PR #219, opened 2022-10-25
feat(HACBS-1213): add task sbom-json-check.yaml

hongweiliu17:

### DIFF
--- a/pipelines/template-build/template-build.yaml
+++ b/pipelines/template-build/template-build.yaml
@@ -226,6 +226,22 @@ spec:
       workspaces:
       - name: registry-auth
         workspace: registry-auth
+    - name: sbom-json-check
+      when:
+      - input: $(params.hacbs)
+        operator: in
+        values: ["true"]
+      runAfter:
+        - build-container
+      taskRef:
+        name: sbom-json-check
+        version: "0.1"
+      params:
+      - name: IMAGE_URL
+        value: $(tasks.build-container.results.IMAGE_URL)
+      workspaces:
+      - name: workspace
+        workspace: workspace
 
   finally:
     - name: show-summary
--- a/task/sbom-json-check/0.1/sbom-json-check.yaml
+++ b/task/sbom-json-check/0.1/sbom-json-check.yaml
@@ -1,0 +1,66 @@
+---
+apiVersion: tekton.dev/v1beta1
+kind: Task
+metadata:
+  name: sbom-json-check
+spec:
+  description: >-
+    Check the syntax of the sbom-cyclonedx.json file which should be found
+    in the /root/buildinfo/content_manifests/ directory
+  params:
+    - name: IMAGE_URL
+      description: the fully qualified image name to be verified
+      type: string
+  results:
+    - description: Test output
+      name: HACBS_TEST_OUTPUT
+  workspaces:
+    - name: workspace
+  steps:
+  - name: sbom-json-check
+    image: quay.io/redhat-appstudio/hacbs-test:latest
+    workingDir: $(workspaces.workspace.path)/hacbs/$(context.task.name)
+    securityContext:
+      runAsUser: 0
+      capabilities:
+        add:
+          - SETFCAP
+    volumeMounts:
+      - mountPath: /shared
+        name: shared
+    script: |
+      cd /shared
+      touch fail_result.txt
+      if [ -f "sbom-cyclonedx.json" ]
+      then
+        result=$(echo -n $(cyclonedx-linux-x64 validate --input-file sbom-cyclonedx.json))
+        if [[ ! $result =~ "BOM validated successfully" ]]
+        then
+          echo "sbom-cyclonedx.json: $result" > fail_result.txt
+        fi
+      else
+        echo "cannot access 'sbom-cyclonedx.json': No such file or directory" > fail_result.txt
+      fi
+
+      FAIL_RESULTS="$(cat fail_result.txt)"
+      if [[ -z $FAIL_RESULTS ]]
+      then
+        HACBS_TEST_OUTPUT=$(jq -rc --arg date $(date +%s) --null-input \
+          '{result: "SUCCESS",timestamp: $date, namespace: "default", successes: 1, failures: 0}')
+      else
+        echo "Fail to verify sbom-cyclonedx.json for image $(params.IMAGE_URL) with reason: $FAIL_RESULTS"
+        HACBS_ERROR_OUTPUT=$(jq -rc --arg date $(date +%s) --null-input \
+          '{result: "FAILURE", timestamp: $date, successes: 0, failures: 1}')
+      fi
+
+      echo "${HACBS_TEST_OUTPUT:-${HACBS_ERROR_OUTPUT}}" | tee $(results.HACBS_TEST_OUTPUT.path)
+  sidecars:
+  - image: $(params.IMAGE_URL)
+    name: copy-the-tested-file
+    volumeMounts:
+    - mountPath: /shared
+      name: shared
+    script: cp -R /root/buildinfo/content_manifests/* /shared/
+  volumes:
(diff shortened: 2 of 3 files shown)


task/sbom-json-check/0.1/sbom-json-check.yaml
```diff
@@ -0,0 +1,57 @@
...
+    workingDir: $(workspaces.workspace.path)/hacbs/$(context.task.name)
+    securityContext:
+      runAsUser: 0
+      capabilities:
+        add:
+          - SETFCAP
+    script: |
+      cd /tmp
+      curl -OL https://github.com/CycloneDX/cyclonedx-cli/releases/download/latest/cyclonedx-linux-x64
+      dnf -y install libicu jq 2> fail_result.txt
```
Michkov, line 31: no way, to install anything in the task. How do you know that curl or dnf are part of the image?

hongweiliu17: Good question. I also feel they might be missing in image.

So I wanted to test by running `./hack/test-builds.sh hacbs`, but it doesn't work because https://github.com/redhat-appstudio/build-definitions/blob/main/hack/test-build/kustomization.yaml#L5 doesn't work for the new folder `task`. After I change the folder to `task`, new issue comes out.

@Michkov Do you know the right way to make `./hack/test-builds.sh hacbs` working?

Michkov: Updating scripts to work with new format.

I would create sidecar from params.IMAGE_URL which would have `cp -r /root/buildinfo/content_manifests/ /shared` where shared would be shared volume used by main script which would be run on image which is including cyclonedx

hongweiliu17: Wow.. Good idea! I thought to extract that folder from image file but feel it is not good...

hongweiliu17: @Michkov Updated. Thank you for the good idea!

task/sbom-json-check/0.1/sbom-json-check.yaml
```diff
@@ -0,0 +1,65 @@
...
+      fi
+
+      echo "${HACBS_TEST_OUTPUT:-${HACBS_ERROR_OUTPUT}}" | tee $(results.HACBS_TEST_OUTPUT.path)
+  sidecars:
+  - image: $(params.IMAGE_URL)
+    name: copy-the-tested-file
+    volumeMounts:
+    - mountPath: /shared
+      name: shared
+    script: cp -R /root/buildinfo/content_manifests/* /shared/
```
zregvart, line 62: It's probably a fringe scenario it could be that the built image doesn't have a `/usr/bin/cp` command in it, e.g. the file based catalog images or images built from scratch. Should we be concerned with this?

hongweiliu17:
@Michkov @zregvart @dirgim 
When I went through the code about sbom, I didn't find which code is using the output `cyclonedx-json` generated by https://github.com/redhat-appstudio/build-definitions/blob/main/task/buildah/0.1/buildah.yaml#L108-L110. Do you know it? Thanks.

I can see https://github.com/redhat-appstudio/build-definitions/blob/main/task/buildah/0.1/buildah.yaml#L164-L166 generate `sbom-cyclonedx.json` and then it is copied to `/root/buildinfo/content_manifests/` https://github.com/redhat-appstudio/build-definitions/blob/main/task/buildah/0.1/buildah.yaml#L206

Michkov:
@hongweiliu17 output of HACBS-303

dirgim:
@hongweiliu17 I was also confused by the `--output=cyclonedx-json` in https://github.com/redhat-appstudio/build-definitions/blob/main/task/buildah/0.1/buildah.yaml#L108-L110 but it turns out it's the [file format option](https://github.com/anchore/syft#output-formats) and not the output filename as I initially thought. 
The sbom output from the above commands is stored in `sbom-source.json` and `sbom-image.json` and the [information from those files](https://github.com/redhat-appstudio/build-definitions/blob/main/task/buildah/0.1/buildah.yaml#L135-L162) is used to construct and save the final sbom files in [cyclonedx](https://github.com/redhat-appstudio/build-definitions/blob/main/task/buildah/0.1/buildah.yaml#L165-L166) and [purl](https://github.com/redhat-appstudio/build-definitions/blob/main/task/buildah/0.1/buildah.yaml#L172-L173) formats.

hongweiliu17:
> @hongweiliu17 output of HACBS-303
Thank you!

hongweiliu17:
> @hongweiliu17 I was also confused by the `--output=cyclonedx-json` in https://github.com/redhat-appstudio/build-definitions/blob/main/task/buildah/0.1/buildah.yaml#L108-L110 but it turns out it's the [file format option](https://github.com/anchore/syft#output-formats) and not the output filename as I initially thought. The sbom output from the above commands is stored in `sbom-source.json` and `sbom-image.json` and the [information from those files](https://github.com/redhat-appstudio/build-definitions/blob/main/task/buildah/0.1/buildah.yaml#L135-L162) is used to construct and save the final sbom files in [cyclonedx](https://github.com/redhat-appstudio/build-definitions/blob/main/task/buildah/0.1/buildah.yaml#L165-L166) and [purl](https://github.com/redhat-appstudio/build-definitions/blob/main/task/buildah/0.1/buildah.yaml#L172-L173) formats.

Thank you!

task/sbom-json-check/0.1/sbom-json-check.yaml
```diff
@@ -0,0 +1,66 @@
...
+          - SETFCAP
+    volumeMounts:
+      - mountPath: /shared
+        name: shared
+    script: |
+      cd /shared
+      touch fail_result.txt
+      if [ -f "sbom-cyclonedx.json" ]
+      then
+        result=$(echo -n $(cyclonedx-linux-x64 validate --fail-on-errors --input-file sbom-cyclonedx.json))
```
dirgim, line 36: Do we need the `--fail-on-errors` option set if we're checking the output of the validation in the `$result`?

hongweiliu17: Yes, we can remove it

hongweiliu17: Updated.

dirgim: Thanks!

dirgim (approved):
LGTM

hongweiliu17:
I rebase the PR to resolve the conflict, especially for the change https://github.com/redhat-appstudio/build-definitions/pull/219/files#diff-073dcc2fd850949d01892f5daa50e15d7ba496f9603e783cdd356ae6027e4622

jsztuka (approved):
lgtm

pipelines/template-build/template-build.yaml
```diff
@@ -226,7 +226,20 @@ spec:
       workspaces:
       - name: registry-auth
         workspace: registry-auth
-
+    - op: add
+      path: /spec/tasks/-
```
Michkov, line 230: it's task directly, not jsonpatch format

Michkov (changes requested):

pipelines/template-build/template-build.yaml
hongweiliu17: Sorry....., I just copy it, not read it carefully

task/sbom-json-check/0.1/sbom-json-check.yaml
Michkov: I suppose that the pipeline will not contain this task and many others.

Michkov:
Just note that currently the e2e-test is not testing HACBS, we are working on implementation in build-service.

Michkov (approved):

::::

» **WHAT TO WORK ON**:
Write down again the exact lines running from the beginning of the data to the line containing "description: Test output", with both ends included.

» **RESULT**:
PR #219, opened 2022-10-25
feat(HACBS-1213): add task sbom-json-check.yaml

hongweiliu17:

### DIFF
--- a/pipelines/template-build/template-build.yaml
+++ b/pipelines/template-build/template-build.yaml
@@ -226,6 +226,22 @@ spec:
       workspaces:
       - name: registry-auth
         workspace: registry-auth
+    - name: sbom-json-check
+      when:
+      - input: $(params.hacbs)
+        operator: in
+        values: ["true"]
+      runAfter:
+        - build-container
+      taskRef:
+        name: sbom-json-check
+        version: "0.1"
+      params:
+      - name: IMAGE_URL
+        value: $(tasks.build-container.results.IMAGE_URL)
+      workspaces:
+      - name: workspace
+        workspace: workspace
 
   finally:
     - name: show-summary
--- a/task/sbom-json-check/0.1/sbom-json-check.yaml
+++ b/task/sbom-json-check/0.1/sbom-json-check.yaml
@@ -1,0 +1,66 @@
+---
+apiVersion: tekton.dev/v1beta1
+kind: Task
+metadata:
+  name: sbom-json-check
+spec:
+  description: >-
+    Check the syntax of the sbom-cyclonedx.json file which should be found
+    in the /root/buildinfo/content_manifests/ directory
+  params:
+    - name: IMAGE_URL
+      description: the fully qualified image name to be verified
+      type: string
+  results:
+    - description: Test output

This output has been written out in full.